A spokesman said UOW “proudly stands behind its researchers and the work they have done to protect Australian service men and women..”
“Reference has been made to UOW researchers’ work on ballistic protection features of Australian military protected mobility vehicles, such as Bushmaster and Hawkei,” the spokesman said.
“Bushmaster has been globally acclaimed as having saved countless lives. No soldier has been killed in a Bushmaster during conflict.”
But Rafferty said it was not right that the Australian Chairman of BAE Systems was sitting on the advisory council of the SMART facility at UOW.
“Essentially UOW is letting the CEO’s of weapons companies determine our research priorities,” she said.
“Thales Australia is one of the biggest weapons manufacturers operating in Australia. UOW research has helped them to secure a $1.3 billion deal to produce 1100 Hawkei combat vehicles.”
Disarm UOW’ activist Claire Dunning said more protests were needed to oppose weapons research on campus and defend the independence of education.

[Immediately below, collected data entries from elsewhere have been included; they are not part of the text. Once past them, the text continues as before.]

PR #7135, opened 2021-08-19
Fix error handling in SectorAddPieceToAny api impl

magik6k:
A value+error can get routed there from https://github.com/filecoin-project/lotus/blob/master/extern/storage-sealing/input.go#L214, which will make go-jsonrpc hide the real error, and instead it will complain about value+error being returned


aarshkshah1992 (approved):
Looks harmless.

“Students don't want to see Northrop Grumman, the company that just sold the Turnbull government $7 billion worth of drones, here on campus,” she said.

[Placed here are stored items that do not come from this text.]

PR #7140, opened 2021-08-19
miner: Command to list/remove expired sectors

magik6k:
We should make this automatic at some point, but this is at least a good tool to manage expired sectors

`--show-removed` output:
2021-08-19-170424_792x730_scrot

The 'actually remove things' output:
2021-08-19-170441_897x1123_scrot

### DIFF
--- a/cmd/lotus-miner/sectors.go
+++ b/cmd/lotus-miner/sectors.go
@@ -44,6 +44,7 @@ var sectorsCmd = &cli.Command{
 		sectorsUpdateCmd,
 		sectorsPledgeCmd,
 		sectorsCheckExpireCmd,
+		sectorsExpiredCmd,
 		sectorsRenewCmd,
 		sectorsExtendCmd,
 		sectorsTerminateCmd,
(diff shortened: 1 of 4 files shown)


Stebalien:
Rebased to try to make CI green.

cmd/lotus-miner/sectors.go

“It's disgraceful that funding has been ripped out of universities and given to military corporations, and we're protesting today to make these companies feel very unwelcome at UOW.”
A UOW spokesman said war was a regrettable feature of our world and preventing such tragedies by peaceful resolution of tensions is the highest responsibility of diplomats and political leaders.
“Those who volunteer to serve in Australia’s armed forces do so to defend the very freedoms being exercised on campus today.
“UOW is proud to have contributed to protecting them when called on to serve in theatres of war, but urges educators, diplomats and political leaders to make every effort to prevent armed conflict occurring.”.